Halt auf Verlangen. Ein Fahrtenbuch.

«Siebzehn Stationen von Kronenstrasse bis Balgrist, laut Fahrplan siebenundzwanzig Minuten Fahrt» – auf dem täglichen Weg in die Klinik versucht Urs Faes aufzuschreiben, was ihm geschieht: die Müdigkeit nach der Bestrahlung, die Erinnerung an seine Kindheit, die Angst. «Halt auf Verlangen» ist das bisher wohl intimste Buch von Urs Faes, eine fragmentarische Autobiografie in der gewohnt dichten, poetischen Sprache, ein eindringlicher Krankheitsbericht und eine Hommage an das Schreiben.

 

Knochenlieder

«Knochenlieder» erzählt die Geschichte von vier Aussteigerfamilien: zunächst von deren Leben in einer kommunenartigen, abgeschotteten Siedlung mit eigenen Regeln und vielen Geheimnissen, danach – rund 20 Jahre später – in einer Stadt mit totaler Überwachung und Stacheldraht-Zäunen. Martina Clavadetscher beschreibt mal mit Märchenmotiven, mal mit Hacker- Vokabular eine Welt im Ausnahmezustand. In einer knappen, bildstarken Sprache skizziert sie einen beklemmenden und überraschend aktuellen Gesellschaftsentwurf.

 

Das kürzere Leben des Klaus Halm

Ein arbeitsloser Filmvorführer verlässt seine Wohnung in Basel nur noch selten. Eines Tages fällt ihm im Tram ein Mann ins Auge, den er verfolgt und minutiös beobachtet: Klaus Halm. Dieser wirkt wie sein exaktes Gegenbild und hat scheinbar alles, was dem Erzähler fehlt: Frau und Kind, Erfolg und Anerkennung. Überraschend und gekonnt verschränkt Lukas Holliger die beiden Leben miteinander. Und am Ende ist sich nicht nur der grenzenlos zynische Ich-Erzähler unsicher, wer hier eigentlich wessen Leben lebt.

 

Immer ist alles schön

Die Mutter sagt, das Leben sei eine Wucht, und dass sie gerne noch ein Glas Wein hätte, denn es sei nicht einfach, so ein Leben zu leben.

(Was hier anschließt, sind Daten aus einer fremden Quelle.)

Issue #16143, opened 2024-10-07
Implement Convert Step Updates


arnejduranovic:
### User Story

As the owner of the RS Architecture,
I want the Convert step to implement the latest SRD,
so that it can function as intended.

### Description/Use Case

The  [ReceiverEnrichment SRD](https://cdc.sharepoint.com/:w:/r/teams/ReportStream/_layouts/15/doc2.aspx?sourcedoc=%7BCD15C571-D563-4135-B293-6FFAA77826AE%7D&file=SRD-ReceiverEnrichment.docx&action=default&mobileredirect=true) outlines new requirements for the convert step in the section titled "Convert Step Software Requirements". These new requirements should be implemented and the existing ones should be verified.

### Acceptance Criteria

- [ ] Implemented Convert Step requirements outlined in [ReceiverEnrichment SRD](https://cdc.sharepoint.com/:w:/r/teams/ReportStream/_layouts/15/doc2.aspx?sourcedoc=%7BCD15C571-D563-4135-B293-6FFAA77826AE%7D&file=SRD-ReceiverEnrichment.docx&action=default&mobileredirect=true)
- [ ] Update convert step to only stamp extensions for the appropriate message type (ex: condition codes only should be stamped on ELR messages, not test orders)

MichaelEsuruoso:
Hey team! Please [add your planning poker estimate](https://app.zenhub.com/workspaces/Platform-6182b02547c1130010f459db/issues/CDCgov/prime-reportstream/16143?planning-poker) with Zenhub @adegolier @arnejduranovic @david-navapbc @jack-h-wang @jalbinson @JFisk42 @kant777 @mkalish @thetaurean

MichaelEsuruoso:
Please [add your planning poker estimate](https://app.zenhub.com/workspaces/Platform-6182b02547c1130010f459db/issues/CDCgov/prime-reportstream/16143?planning-poker) with Zenhub @wcutshall

MichaelEsuruoso:
Please [add your planning poker estimate](https://app.zenhub.com/workspaces/Platform-6182b02547c1130010f459db/issues/CDCgov/prime-reportstream/16143?planning-poker) with Zenhub @adegolier

MichaelEsuruoso:
Please [add your planning poker estimate](https://app.zenhub.com/workspaces/Platform-6182b02547c1130010f459db/issues/CDCgov/prime-reportstream/16143?planning-poker) with Zenhub @JFisk42

PR #16710, opened 2024-12-04
[16143] Implement Convert Step Updates

wcutshall:
This PR contains coding changes for user story [16144](https://github.com/CDCgov/prime-reportstream/issues/16143).

Test Steps:
1. Debug unit tests or integration tests locally with breakpoints set in affected code to verify functionality.
2. POST a message through Postman (or equivalent) locally and observe the log files.
3. Connect dev env to testing app insights and verify events show up properly.

## Changes
- Modified FHIRConverter and associated tests to:
  - Only add extensions if message is an ELR.
  - Send an ITEM_TRANSFORMED Azure event.

### Testing
- [x] Tested locally?
- [x] Added tests?

### Process
No changes.

### DIFF
--- a/prime-router/src/main/kotlin/fhirengine/engine/FHIRConverter.kt
+++ b/prime-router/src/main/kotlin/fhirengine/engine/FHIRConverter.kt
@@ -114,6 +114,7 @@ class FHIRConverter(
         companion object {
 
             private val clientIdHeader = "client_id"
+            private val payloadNameHeader = "payloadname"
 
             /**
              * Converts a [FhirConvertQueueMessage] into the input to the convert processing
@@ -160,6 +161,7 @@ class FHIRConverter(
                 val blobSubFolderName = message.blobSubFolderName
 
                 val clientId = message.headers[clientIdHeader]
+                val payloadName = message.headers[payloadNameHeader]
                 val sender = clientId?.takeIf { it.isNotBlank() }?.let { settings.findSender(it) }
                 if (sender == null) {
                     throw SubmissionSenderNotFound(clientId ?: "", reportId, blobUrl)
@@ -181,7 +183,8 @@ class FHIRConverter(
                 // is properly recorded in the report file table with the correct sender
                 actionHistory.trackExternalInputReport(
                     report,
-                    BlobAccess.BlobInfo(format, blobUrl, blobDigest.toByteArray())
+                    BlobAccess.BlobInfo(format, blobUrl, blobDigest.toByteArray()),
+                    payloadName
                 )
                 actionHistory.trackActionSenderInfo(sender.fullName)
 
--- a/prime-router/src/test/kotlin/common/UniversalPipelineTestUtils.kt
+++ b/prime-router/src/test/kotlin/common/UniversalPipelineTestUtils.kt
@@ -441,7 +441,7 @@ object UniversalPipelineTestUtils {
         fileName: String = "mr_fhir_face.fhir",
     ): Report {
         val blobUrl = BlobAccess.uploadBlob(
-            "${TaskAction.receive.literal}/$fileName",
+            "${previousAction.literal}/$fileName",
             reportContents.toByteArray(),
             getBlobContainerMetadata(azuriteContainer)
         )
--- a/prime-router/src/main/kotlin/history/db/ReportGraph.kt
+++ b/prime-router/src/main/kotlin/history/db/ReportGraph.kt
@@ -123,11 +123,10 @@ class ReportGraph(
     }
 
     /**
-     * Recursively goes up the report_linage table from any report until it reaches
-     * a report with an action type of "receive" (the root report)
+     * Recursively goes up the report_lineage table from any report until it reaches
+     * a report that does not appear in report_lineage as a child report (the root report)
      *
-     * This will return null if no report with action type "receive" is present or if
-     * the root is passed in
+     * This will return null if the root is passed in
      */
     fun getRootReport(childReportId: UUID): ReportFile? {
         return db.transactReturning { txn ->
@@ -172,19 +171,19 @@ class ReportGraph(
             .from(cte)
             .join(REPORT_FILE)
             .on(REPORT_FILE.REPORT_ID.eq(ItemGraphTable.ITEM_GRAPH.PARENT_REPORT_ID))
-            .join(ACTION)
-            .on(ACTION.ACTION_ID.eq(REPORT_FILE.ACTION_ID))
-            .where(ACTION.ACTION_NAME.eq(TaskAction.receive))
+            .leftJoin(REPORT_LINEAGE)
+            .on(REPORT_FILE.REPORT_ID.eq(REPORT_LINEAGE.CHILD_REPORT_ID))
+            .where(REPORT_LINEAGE.PARENT_REPORT_ID.isNull())
+            .orderBy(REPORT_FILE.ACTION_ID.asc())
             .fetchOneInto(Item::class.java)
         return rootItem
     }
 
     /**
-     * Recursively goes up the report_linage table from any report until it reaches
-     * all reports with an action type of "receive" (the root report)
+     * Recursively goes up the report_lineage table from any report until it reaches
+     * all reports that do not appear in report_lineage as a child report (the root report)
      *
-     * This will return null if no report with action type "receive" is present or if
-     * the root is passed in
+     * This will return null if the root is passed in
      *
      * If the passed in report ID has multiple root reports, they will all be returned
      */
@@ -476,9 +475,10 @@ class ReportGraph(
         .from(cte)
         .join(REPORT_FILE)
         .on(REPORT_FILE.REPORT_ID.eq(cte.field(0, UUID::class.java)))
-        .join(ACTION)
-        .on(ACTION.ACTION_ID.eq(REPORT_FILE.ACTION_ID))
-        .where(ACTION.ACTION_NAME.eq(TaskAction.receive))
+        .leftJoin(REPORT_LINEAGE)
+        .on(REPORT_FILE.REPORT_ID.eq(REPORT_LINEAGE.CHILD_REPORT_ID))
+        .where(REPORT_LINEAGE.PARENT_REPORT_ID.isNull())
+        .orderBy(REPORT_FILE.ACTION_ID.asc())
 
     /**
      * Accepts a list of ids and walks down the report lineage graph
--- a/prime-router/src/test/kotlin/fhirengine/azure/FHIRTranslatorIntegrationTests.kt
+++ b/prime-router/src/test/kotlin/fhirengine/azure/FHIRTranslatorIntegrationTests.kt
@@ -640,7 +640,7 @@ class FHIRTranslatorIntegrationTests : Logging {
     }
 
     @Test
-    fun `successfully translate HL7 for FHIR receiver when isSendOriginal is true`() {
+    fun `successfully translate HL7 for FHIR receiver when isSendOriginal is true from receive step`() {
         // set up
         val receiverSetupData = listOf(
             UniversalPipelineTestUtils.ReceiverSetupData(
@@ -720,7 +720,7 @@ class FHIRTranslatorIntegrationTests : Logging {
     }
 
     @Test
-    fun `successfully translate for FHIR receiver when isSendOriginal is true`() {
+    fun `successfully translate for FHIR receiver when isSendOriginal is true from receive step`() {
         // set up
         val receiverSetupData = listOf(
             UniversalPipelineTestUtils.ReceiverSetupData(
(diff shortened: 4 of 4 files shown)


prime-router/src/main/kotlin/fhirengine/utils/FHIRBundleHelpers.kt
```diff
@@ -116,6 +117,26 @@ fun Bundle.addProvenanceReference() {
     }
 }
 
+/**
+ * Return true if Bundle contains an ELR in the MessageHeader.
+ *
+ * @return true if has a MesssageHeader that contains an R01 or ORU_R01, otherwise false.
+ */
+fun Bundle.isElr(): Boolean {
```
arnejduranovic, line 125: RS currently receives test orders and results. Instead of `isElr`, perhaps a method like `getMessageType` that returns an enum value like `LAB_TEST_RESULT` or `LAB_TEST_ORDER` or `UNKOWN` would be more reusable? Then, I would say let's stamp the message if we get back either `LAB_TEST_RESULT` or `UNKOWN` just to be safe?

Implementing detection for `LAB_TEST_ORDER` is optional at this point as there is no need to distinguish this as of yet.

prime-router/src/main/kotlin/fhirengine/utils/FHIRBundleHelpers.kt
```diff
@@ -116,6 +117,26 @@ fun Bundle.addProvenanceReference() {
...
+    var isElr = false
+    if (this.type == Bundle.BundleType.MESSAGE && this.entry.isNotEmpty()) {
+        // By rule, the first entry must be a MessageHeader
```
arnejduranovic, line 128: Can you link to documentation that says this? This makes me uneasy. See fun `Bundle.getDiagnosticReportNoObservations(): List<Base> {` below to see how we can utilize FHIRPath here for a better solution imo.

wcutshall: Look at the documentation around "entry" for the [Bundle](https://www.hl7.org/fhir/bundle.html) resource

_This repeating element order: For bundles of type 'document' and 'message', the first resource is special (must be Composition or MessageHeader respectively). For all bundles, the meaning of the order of entries depends on the bundle type._

prime-router/src/main/kotlin/fhirengine/utils/FHIRBundleHelpers.kt
wcutshall: Added some code for this with only LAB_RESULT or UNKNOWN as options.  Future features will need to add additional values to the enum.

prime-router/src/test/kotlin/fhirengine/engine/FhirConverterTests.kt
```diff
@@ -544,6 +646,12 @@ class FhirConverterTests {
         }
     }
 
+//    @Test
```
arnejduranovic, line 649: Please delete

arnejduranovic (changes requested):

prime-router/src/main/kotlin/fhirengine/engine/FHIRConverter.kt
```diff
@@ -508,24 +514,32 @@ class FHIRConverter(
                 }
                 // 'stamp' observations with their condition code
                 if (item.bundle != null) {
+                    val isElr = if (item.bundle!!.getRSMessageType() == RSMessageType.LAB_RESULT) true else false
```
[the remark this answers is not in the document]
wcutshall: Yup.

prime-router/src/main/kotlin/fhirengine/engine/FHIRConverter.kt
```diff
@@ -508,24 +514,32 @@ class FHIRConverter(
...
-                            val logger = actionLogger.getItemLogger(item.index + 1, observation.id)
-                            if (result.failures.isEmpty()) {
-                                logger.warn(UnmappableConditionMessage())
-                            } else {
-                                logger.warn(
-                                    result.failures.map {
-                                    UnmappableConditionMessage(
-                                        it.failures.map { it.code },
-                                        it.source
+                        // Only do this if it is an ELR item.
```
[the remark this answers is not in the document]
wcutshall: Cleaned it up.

prime-router/src/test/kotlin/fhirengine/engine/FhirConverterTests.kt
wcutshall: Removed.

prime-router/src/main/kotlin/fhirengine/utils/FHIRBundleHelpers.kt
```diff
@@ -116,6 +118,38 @@ fun Bundle.addProvenanceReference() {
     }
 }
 
+/**
+ * Return true if Bundle contains an ELR in the MessageHeader.
+ *
+ * @return true if has a MesssageHeader that contains an R01 or ORU_R01, otherwise false.
+ */
+fun Bundle.isElr(): Boolean {
```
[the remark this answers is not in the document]
wcutshall: My thought on this is that, if we intend to add several potential groupings (i.e., enums in RSMessageType), then getRSMessageType would become quite large.  Keeping just meaningful function names related to the message grouping type makes the switch statement clearer in my opinion.  Additionally, there is an old programming rule of thumb that goes something like "no subroutine should be longer than one screen in length".  This, obviously, is rather vague but speaks to keeping code segments small to increase "understandability".  You'll often see this argument backed by references like [The Magic Number Sever, Plus or Minus Two](https://en.wikipedia.org/wiki/The_Magical_Number_Seven,_Plus_or_Minus_Two).

prime-router/src/main/kotlin/fhirengine/utils/FHIRBundleHelpers.kt
```diff
@@ -116,6 +118,38 @@ fun Bundle.addProvenanceReference() {
...
+}
+
+/**
+ * Return RSMessageType based on grouping logic.
+ *
+ * @return RSMessageType of this Bundle.
+ */
+fun Bundle.getRSMessageType(): RSMessageType {
+    when {
+        isElr() -> return RSMessageType.LAB_RESULT
```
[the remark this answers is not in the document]
wcutshall: See my comment about your suggestion above.

prime-router/src/test/kotlin/common/UniversalPipelineTestUtils.kt
```diff
@@ -43,14 +43,27 @@ const val validFHIRRecord1 =
...
...vation","id":"d683b42a-bf50-45e8-9fce-6c0531994f09","status":"final","code":{"coding":[{"system":"http://loinc.org","code":"80382-5"}],"text":"Flu A"},"subject":{"reference":"Patient/9473889b-b2b9-45ac-a8d8-191f27132912"},"performer":[{"reference":"Organization/1a0139b9-fc23-450b-9b6c-cd081e5cea9d"}],"valueCodeableConcept":{"coding":[{"system":"http://snomed.info/sct","code":"260373001","display":"Detected"}]},"interpretation":[{"coding":[{"system":"http://terminology.hl7.org/CodeSystem/v2-0078","code":"A","display":"Abnormal"}]}],"method":{"extension":[{"url":"https://reportstream.cdc.gov/fhir/StructureDefinition/testkit-name-id","valueCoding":{"code":"BD Veritor System for Rapid Detection of SARS-CoV-2 & Flu A+B_Becton, Dickinson and Company (BD)"}},{"url":"https://reportstream.cdc.gov/fhir/StructureDefinition/equipment-uid","valueCoding":{"code":"BD Veritor System for Rapid Detection of SARS-CoV-2 & Flu A+B_Becton, Dickinson and Company (BD)"}}],"coding":[{"display":"BD Veritor System for Rapid Detection of SARS-CoV-2 & Flu A+B*"}]},"specimen":{"reference":"Specimen/52a582e4-d389-42d0-b738-bee51cf5244d"},"device":{"reference":"Device/78dc4d98-2958-43a3-a445-76ceef8c0698"}}}]}"""
```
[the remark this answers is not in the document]
wcutshall: This was something that I meant to ask before I committed the code.  We never reached a definitive conclusion about whether or not we could expect the event.Coding in the MessageHeader.  If I just add it to the existing variables then it will break other tests.  The 1a versions were added to support my tests without breaking the other existing tests.

prime-router/src/main/kotlin/fhirengine/utils/FHIRBundleHelpers.kt
```diff
@@ -116,6 +118,38 @@ fun Bundle.addProvenanceReference() {
...
+ * @return true if has a MesssageHeader that contains an R01 or ORU_R01, otherwise false.
+ */
+fun Bundle.isElr(): Boolean {
+    var isElr = false
+    if (this.type == Bundle.BundleType.MESSAGE && this.entry.isNotEmpty()) {
+        // By rule, the first entry must be a MessageHeader
+        val resource = this.entry[0].resource
+        if (resource is MessageHeader) {
+            val event = resource.event
+            if (event is Coding && ((event.code == "R01") || (event.code == "ORU_R01"))) {
```
jalbinson, line 133: are there other codes that could be ELR in the future? Throwing those codes into a set to check against would make this a bit more readable.

prime-router/src/main/kotlin/fhirengine/utils/FHIRBundleHelpers.kt
jalbinson: I played around with FHIRPath a bit and I think it makes it a bit more readable and flat. I've also learned working here that specs are often not followed as closely as we anticipate.

```kotlin
val code = FhirPathUtils.evaluate(
        null,
        this,
        this,
        "Bundle.entry.resource.ofType(MessageHeader).event.code"
    )
        .filterIsInstance<CodeType>()
        .firstOrNull()
        ?.code
```

prime-router/src/main/kotlin/fhirengine/utils/FHIRBundleHelpers.kt
```diff
@@ -116,6 +118,38 @@ fun Bundle.addProvenanceReference() {
...
+    return isElr
+}
+
+/**
+ * Return RSMessageType based on grouping logic.
+ *
+ * @return RSMessageType of this Bundle.
+ */
+fun Bundle.getRSMessageType(): RSMessageType {
+    when {
```
jalbinson, line 147: kotlin tip: `when` expressions return values so you can omit your returns in each branch and return the whole expression.

```kotlin
return when {
    isElr() -> RSMessageType.LAB_RESULT
    else -> RSMessageType.UNKNOWN
}
```

prime-router/src/main/kotlin/fhirengine/utils/FHIRBundleHelpers.kt
wcutshall: That's unknown at this point.  I suspect not right now, though.

prime-router/src/main/kotlin/fhirengine/utils/FHIRBundleHelpers.kt
wcutshall: The Gradle build fails when your suggested change is made.

```
> Task :prime-router:compileKotlin FAILED
e: file:///Users/bill/projects/report-stream/prime-reportstream/prime-router/src/main/kotlin/fhirengine/utils/FHIRBundleHelpers.kt:151:1 A 'return' expression required in a function with a block body ('{...}')
```

wcutshall: Oops my mistake, apologies.  Made the change as requested.

prime-router/src/main/kotlin/fhirengine/utils/FHIRBundleHelpers.kt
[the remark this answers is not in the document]
arnejduranovic: Sure, I just think in practice in this case this won't be longer than a page etc and the downside is you'll be copy pasting this function most likely and just changing the if check in it (violating the DRY principal). That said, there is no repeated code right now, so I'll leave this as a "nit" and we can refactor if needed when we expand if you'd like.

prime-router/src/main/kotlin/fhirengine/utils/FHIRBundleHelpers.kt
arnejduranovic: Unlikely

prime-router/src/test/kotlin/common/UniversalPipelineTestUtils.kt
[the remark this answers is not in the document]
arnejduranovic: We should try to not keep duplicating these test messages for specific cases and instead prefer to fix existing tests if it makes to do so.

> We never reached a definitive conclusion about whether or not we could expect the event.Coding in the MessageHeader.

Can you remind me what the issue was here? AFAIK:

- SR is only FHIR sender right now, and they are populating it
- Our HL7v2->FHIR mappings populate it? (did you confirm this?)

Given the above are true, I think we should expect that to be populated in MessageHeader?

prime-router/src/main/kotlin/fhirengine/engine/FHIRConverter.kt
```diff
@@ -508,24 +514,32 @@ class FHIRConverter(
...
+                                                it.source
+                                            )
+                                        }
                                     )
                                 }
-                                )
                             }
                         }
                     }
+                    logger.info(
```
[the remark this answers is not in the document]
wcutshall: Removed.

prime-router/src/test/kotlin/common/UniversalPipelineTestUtils.kt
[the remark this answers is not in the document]
wcutshall: You are correct in that the example from SimpleReport does contain ORU_R01:

```
{
      "fullUrl": "MessageHeader/a9922147-0ae7-4b2c-bb50-2d373a7efb18",
      "resource": {
        "resourceType": "MessageHeader",
        "id": "a9922147-0ae7-4b2c-bb50-2d373a7efb18",
        "meta": {
          "tag": [
            {
              "system": "http://terminology.hl7.org/CodeSystem/v2-0103",
              "code": "P",
              "display": "Production"
            }
          ]
        },
        "eventCoding": {
          "system": "http://terminology.hl7.org/CodeSystem/v2-0003",
          "code": "ORU_R01",
          "display": "ORU/ACK - Unsolicited transmission of an observation message"
        },
        "destination": [
          {
            "name": "PRIME ReportStream",
            "endpoint": "https://prime.cdc.gov/api/reports?option=SkipInvalidItems"
          }
        ],
        "sender": {
          "reference": "Organization/719ec8ad-cf59-405a-9832-c4065945c130"
        },
        "source": {
          "extension": [
            {
              "url": "https://reportstream.cdc.gov/fhir/StructureDefinition/software-binary-id",
              "valueString": "3fe4aeb"
            },
            {
              "url": "https://reportstream.cdc.gov/fhir/StructureDefinition/software-install-date",
              "valueInstant": "2024-11-14T16:38:42Z"
            },
            {
              "url": "https://reportstream.cdc.gov/fhir/StructureDefinition/software-vendor-org",
              "valueReference": {
                "reference": "Organization/07640c5d-87cd-488b-9343-a226c5166539"
              }
            }
          ],
          "software": "PRIME SimpleReport",
          "version": "3fe4aeb",
          "endpoint": "https://simplereport.gov/"
        },
        "focus": [
          {
            "reference": "Provenance/1810d743-5440-470c-8afc-528b9b35784c"
          },
          {
            "reference": "DiagnosticReport/2b99e03c-b797-497e-8f93-0d71354b22d4"
          }
        ]
      }
    },
```

And our HL7->FHIR mappings do seem to bring forward the HL7 trigger type in the MessageHeader eventCoding.  The issue is, since it is not strictly a required field, can/should we rely on it being populated for all senders?  Do we have the ability to compel them to do so?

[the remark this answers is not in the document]
arnejduranovic: We do have the ability to compel them to do so (via FHIR profile enforcement, which is not implemented yet) and also during the onboarding process. Do a lot of tests fail if you update the existing bundles in here to include the eventCoding? and why?

prime-router/src/main/kotlin/fhirengine/utils/FHIRBundleHelpers.kt
```diff
@@ -116,6 +118,40 @@ fun Bundle.addProvenanceReference() {
...
+    val code = FhirPathUtils.evaluate(
+        null,
+        this,
+        this,
+        "Bundle.entry.resource.ofType(MessageHeader).event.code"
+    )
+        .filterIsInstance<CodeType>()
+        .firstOrNull()
+        ?.code
+    if (code != null && ((code == "R01") || (code == "ORU_R01"))) {
```
jalbinson, line 137: nit: you can just return this expression rather using the mutable `isElr` variable.

jalbinson: and you can also skip the null check since `null == "RO1` will be false as well

wcutshall: Noice!  Made the change.

arnejduranovic (approved):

Sie braucht den Alkohol, um ihre Traurigkeit zu betäuben. Ihre Kinder Anais und Bruno versuchen, sich und die Mutter vor der Aussenwelt zu schützen. Einmal gesteht die Mutter: «Ich kann nicht mehr.» Und Anais erwidert: «Ich kann noch viel mehr nicht mehr.» Mit grosser Sogkraft lässt Julia Weber die 14-Jährige in einer unverstellten Sprache fröhlich-traurig aus dem Alltag zweier vernachlässigter Kinder erzählen, die sich gegen ihr Unglück auflehnen

 

Kraft

Richard Kraft, ein neoliberaler Rhetorikprofessor in Tübingen, ist unglücklich verheiratet und finanziell gebeutelt. Die wissenschaftliche Preisfrage eines Silicon Valley-Milliardärs, weshalb alles, was ist, gut ist und wir es dennoch verbessern können, scheint der Ausweg aus seiner Misere zu sein. Jonas Lüscher erzählt klug, komisch und mit einer erfrischenden Bösartigkeit nicht nur von einem Mann, der vor den Trümmern seines Lebens steht und versucht, sich mit dem Preisgeld von einer Million Dollar freizukaufen, sondern auch von den grossen ideologischen Auseinandersetzungen unserer Zeit.

 

Und was hat das mit mir zu tun

Seine Grosstante gab wenige Wochen vor dem Ende des Zweiten Weltkrieges ein rauschendes Fest, in dessen Verlauf 180 Juden erschossen wurden. Batthyany fängt an zu fragen, wie die Geschichte seiner Familie sein scheinbar so selbstbestimmtes Leben beeinflusst, auch über Generationen hinweg. Seine Suche nach Antworten führt ihn nach Ungarn, Österreich, Deutschland, Argentinien und Sibirien sowie auf die Couch eines Psychoanalytikers. Eine ungewöhnliche Familiengeschichte und ein Panorama Mitteleuropas, das nur vermeintlich verschwunden ist.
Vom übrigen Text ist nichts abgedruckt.